## Exercise objective
Every line in the listing is to be echoed verbatim.

## Provided data
PR #1529, opened 2025-04-25
[v6] backend: add git transport backend

aymanbagabas:
This implements a Git transport backend ~and server~ for Go-Git. ~The backend expects a `net.Conn` and handles raw Git transport protocol requests. It is suitable to be used with a `net.Listener` or any other `net.Conn` source.~ The server implementation has been moved to go-git/cli https://github.com/go-git/cli/pull/13.

~Since Go doesn't have a standard raw TCP server API, we need a new `git.Server` to handle our requests. The API looks as follows.~

I'm still not sure if we should keep a TCP server implementation in `go-git`. Perhaps that code can live somewhere else where we don't need to maintain it here, like in `go-git/cli`. Please see https://github.com/go-git/cli/pull/13

```go
// Backend represents a Git transport server handler that can handle git-upload-pack, git-receive-pack, and git-upload-archive requests over TCP.
type Backend struct {
	// Loader is used to load repositories. It uses [transport.DefaultLoader]
	// when nil.
	Loader transport.Loader
	// UploadPack indicates whether the handler should handle
	// git-upload-pack requests.
	UploadPack bool
	// ReceivePack indicates whether the handler should handle
	// git-receive-pack requests.
	ReceivePack bool
}

func (b *Backend) ServeTCP(ctx context.Context, c io.ReadWriteCloser, req *packp.GitProtoRequest)
```

### DIFF
--- a/backend/git/git.go
+++ b/backend/git/git.go
@@ -2,12 +2,17 @@ package git
 
 import (
 	"context"
+	"errors"
 	"fmt"
 	"io"
 	"log"
+	"math/rand"
 	"net"
 	"net/url"
 	"strings"
+	"sync"
+	"sync/atomic"
+	"time"
 
 	"github.com/go-git/go-git/v6/plumbing/format/pktline"
 	"github.com/go-git/go-git/v6/plumbing/protocol/packp"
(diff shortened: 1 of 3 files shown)


backend/git/git.go
```diff
@@ -0,0 +1,476 @@
...
+	svc := transport.Service(req.RequestCommand)
+	if (svc != transport.UploadPackService &&
+		// svc != transport.UploadArchiveService &&
+		svc != transport.ReceivePackService) ||
+		(svc == transport.UploadPackService && !b.UploadPack) ||
+		// (svc == transport.UploadArchiveService && !b.UploadArchive) ||
+		(svc == transport.ReceivePackService && !b.ReceivePack) {
+		renderError(wc, transport.ErrUnsupportedService)
+		return
+	}
```
pjbgf: For simplicity:
```suggestion
	switch {
	case svc == transport.UploadPackService && b.UploadPack,
		svc == transport.ReceivePackService && b.ReceivePack:
	default:
		renderError(wc, transport.ErrUnsupportedService)
		return
	}
```

We can add the archive service once we support it.

backend/git/git.go
```diff
@@ -0,0 +1,476 @@
...
+	url, err := url.JoinPath(fmt.Sprintf("git://%s", host), req.Pathname)
+	if err != nil {
+		renderError(wc, transport.ErrRepositoryNotFound)
+		return
+	}
+
+	ep, err := transport.NewEndpoint(url)
+	if err != nil {
+		// XXX: Should we use a more descriptive error?
+		renderError(wc, transport.ErrRepositoryNotFound)
```
pjbgf:
```suggestion
		renderError(wc, fmt.Errorf("%w: %w", transport.ErrRepositoryNotFound, err)
```

backend/git/git.go
```diff
@@ -0,0 +1,476 @@
...
+	case transport.ReceivePackService:
+		err = transport.ReceivePack(ctx, st,
+			io.NopCloser(r), ioutil.WriteNopCloser(wc),
+			&transport.ReceivePackOptions{
+				GitProtocol: version,
+			})
+	}
+
+	if err != nil {
+		renderError(wc, transport.ErrRepositoryNotFound)
```
pjbgf:
```suggestion
		renderError(wc, fmt.Errorf("%w: %w", transport.ErrRepositoryNotFound, err)
```

backend/git/git.go
```diff
@@ -0,0 +1,476 @@
...
+}
+
+// Close immediately closes the server and all active connections. It returns
+// any error returned from closing the underlying listeners.
+func (s *Server) Close() error {
+	s.inShutdown.Store(true)
+
+	s.mu.Lock()
+	defer s.mu.Unlock()
+	err := s.closeListenersLocked()
```
pjbgf: To simplify the multiple calls to Lock/Unlock here, what if we did that mutex control within `closeListenersLocked`? That way we can remove that from the other caller as well.

backend/git/git.go
```diff
@@ -0,0 +1,476 @@
...
+
+// ListenAndServe listens on the TCP network address and serves Git
+// protocol requests using the provided handler.
+func (s *Server) ListenAndServe() error {
+	if s.shuttingDown() {
+		return ErrServerClosed
+	}
+	addr := s.Addr
+	if addr == "" {
+		addr = ":9418" // Default Git protocol port
```
pjbgf: Let's move the default to a `const` so we have it set in a single place, and ensure that by default we are only binding for localhost. Users wanting to expose on any (or all) interfaces can always opt-in accordingly.

```suggestion
		addr = "127.0.0.1:9418" // Default Git protocol port
```

backend/git/git.go
```diff
@@ -0,0 +1,476 @@
...
+		unixSec := c.unixSec.Load()
+		if unixSec == 0 {
+			// New connection, skip it.
+			quiescent = false
+			continue
+		}
+		c.Close() //nolint:errcheck
+		delete(s.activeConn, c)
+	}
+	return quiescent
```
pjbgf:
```suggestion
	idle := true
	for c := range s.activeConn {
		unixSec := c.unixSec.Load()
		if unixSec == 0 {
			// New connection, skip it.
			idle = false
			continue
		}
		c.Close() //nolint:errcheck
		delete(s.activeConn, c)
	}
	return idle
```

backend/git/git.go
```diff
@@ -0,0 +1,476 @@
...
+		s.listenerGroup.Add(1)
+	} else {
+		delete(s.listeners, ln)
+		s.listenerGroup.Done()
+	}
+	return true
+}
+
+// closeIdleConns closes all idle connections. It returns whether the server is
+// quiescent.
```
pjbgf:
```suggestion
// closeIdleConns closes all idle connections. It returns true only if no new connection
// was found.
```

backend/git/git.go
aymanbagabas: I should bind to all interfaces, though, and people wanting to bind it to a specific one should explicitly specify that. This is the same behavior as `http.Server` and `git daemon`.

pjbgf (approved):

## Completed task
PR #1529, opened 2025-04-25
[v6] backend: add git transport backend

aymanbagabas:
This implements a Git transport backend ~and server~ for Go-Git. ~The backend expects a `net.Conn` and handles raw Git transport protocol requests. It is suitable to be used with a `net.Listener` or any other `net.Conn` source.~ The server implementation has been moved to go-git/cli https://github.com/go-git/cli/pull/13.

~Since Go doesn't have a standard raw TCP server API, we need a new `git.Server` to handle our requests. The API looks as follows.~

I'm still not sure if we should keep a TCP server implementation in `go-git`. Perhaps that code can live somewhere else where we don't need to maintain it here, like in `go-git/cli`. Please see https://github.com/go-git/cli/pull/13

```go
// Backend represents a Git transport server handler that can handle git-upload-pack, git-receive-pack, and git-upload-archive requests over TCP.
type Backend struct {
	// Loader is used to load repositories. It uses [transport.DefaultLoader]
	// when nil.
	Loader transport.Loader
	// UploadPack indicates whether the handler should handle
	// git-upload-pack requests.
	UploadPack bool
	// ReceivePack indicates whether the handler should handle
	// git-receive-pack requests.
	ReceivePack bool
}

func (b *Backend) ServeTCP(ctx context.Context, c io.ReadWriteCloser, req *packp.GitProtoRequest)
```

### DIFF
--- a/backend/git/git.go
+++ b/backend/git/git.go
@@ -2,12 +2,17 @@ package git
 
 import (
 	"context"
+	"errors"
 	"fmt"
 	"io"
 	"log"
+	"math/rand"
 	"net"
 	"net/url"
 	"strings"
+	"sync"
+	"sync/atomic"
+	"time"
 
 	"github.com/go-git/go-git/v6/plumbing/format/pktline"
 	"github.com/go-git/go-git/v6/plumbing/protocol/packp"
(diff shortened: 1 of 3 files shown)


backend/git/git.go
```diff
@@ -0,0 +1,476 @@
...
+	svc := transport.Service(req.RequestCommand)
+	if (svc != transport.UploadPackService &&
+		// svc != transport.UploadArchiveService &&
+		svc != transport.ReceivePackService) ||
+		(svc == transport.UploadPackService && !b.UploadPack) ||
+		// (svc == transport.UploadArchiveService && !b.UploadArchive) ||
+		(svc == transport.ReceivePackService && !b.ReceivePack) {
+		renderError(wc, transport.ErrUnsupportedService)
+		return
+	}
```
pjbgf: For simplicity:
```suggestion
	switch {
	case svc == transport.UploadPackService && b.UploadPack,
		svc == transport.ReceivePackService && b.ReceivePack:
	default:
		renderError(wc, transport.ErrUnsupportedService)
		return
	}
```

We can add the archive service once we support it.

backend/git/git.go
```diff
@@ -0,0 +1,476 @@
...
+	url, err := url.JoinPath(fmt.Sprintf("git://%s", host), req.Pathname)
+	if err != nil {
+		renderError(wc, transport.ErrRepositoryNotFound)
+		return
+	}
+
+	ep, err := transport.NewEndpoint(url)
+	if err != nil {
+		// XXX: Should we use a more descriptive error?
+		renderError(wc, transport.ErrRepositoryNotFound)
```
pjbgf:
```suggestion
		renderError(wc, fmt.Errorf("%w: %w", transport.ErrRepositoryNotFound, err)
```

backend/git/git.go
```diff
@@ -0,0 +1,476 @@
...
+	case transport.ReceivePackService:
+		err = transport.ReceivePack(ctx, st,
+			io.NopCloser(r), ioutil.WriteNopCloser(wc),
+			&transport.ReceivePackOptions{
+				GitProtocol: version,
+			})
+	}
+
+	if err != nil {
+		renderError(wc, transport.ErrRepositoryNotFound)
```
pjbgf:
```suggestion
		renderError(wc, fmt.Errorf("%w: %w", transport.ErrRepositoryNotFound, err)
```

backend/git/git.go
```diff
@@ -0,0 +1,476 @@
...
+}
+
+// Close immediately closes the server and all active connections. It returns
+// any error returned from closing the underlying listeners.
+func (s *Server) Close() error {
+	s.inShutdown.Store(true)
+
+	s.mu.Lock()
+	defer s.mu.Unlock()
+	err := s.closeListenersLocked()
```
pjbgf: To simplify the multiple calls to Lock/Unlock here, what if we did that mutex control within `closeListenersLocked`? That way we can remove that from the other caller as well.

backend/git/git.go
```diff
@@ -0,0 +1,476 @@
...
+
+// ListenAndServe listens on the TCP network address and serves Git
+// protocol requests using the provided handler.
+func (s *Server) ListenAndServe() error {
+	if s.shuttingDown() {
+		return ErrServerClosed
+	}
+	addr := s.Addr
+	if addr == "" {
+		addr = ":9418" // Default Git protocol port
```
pjbgf: Let's move the default to a `const` so we have it set in a single place, and ensure that by default we are only binding for localhost. Users wanting to expose on any (or all) interfaces can always opt-in accordingly.

```suggestion
		addr = "127.0.0.1:9418" // Default Git protocol port
```

backend/git/git.go
```diff
@@ -0,0 +1,476 @@
...
+		unixSec := c.unixSec.Load()
+		if unixSec == 0 {
+			// New connection, skip it.
+			quiescent = false
+			continue
+		}
+		c.Close() //nolint:errcheck
+		delete(s.activeConn, c)
+	}
+	return quiescent
```
pjbgf:
```suggestion
	idle := true
	for c := range s.activeConn {
		unixSec := c.unixSec.Load()
		if unixSec == 0 {
			// New connection, skip it.
			idle = false
			continue
		}
		c.Close() //nolint:errcheck
		delete(s.activeConn, c)
	}
	return idle
```

backend/git/git.go
```diff
@@ -0,0 +1,476 @@
...
+		s.listenerGroup.Add(1)
+	} else {
+		delete(s.listeners, ln)
+		s.listenerGroup.Done()
+	}
+	return true
+}
+
+// closeIdleConns closes all idle connections. It returns whether the server is
+// quiescent.
```
pjbgf:
```suggestion
// closeIdleConns closes all idle connections. It returns true only if no new connection
// was found.
```

backend/git/git.go
aymanbagabas: I should bind to all interfaces, though, and people wanting to bind it to a specific one should explicitly specify that. This is the same behavior as `http.Server` and `git daemon`.

pjbgf (approved):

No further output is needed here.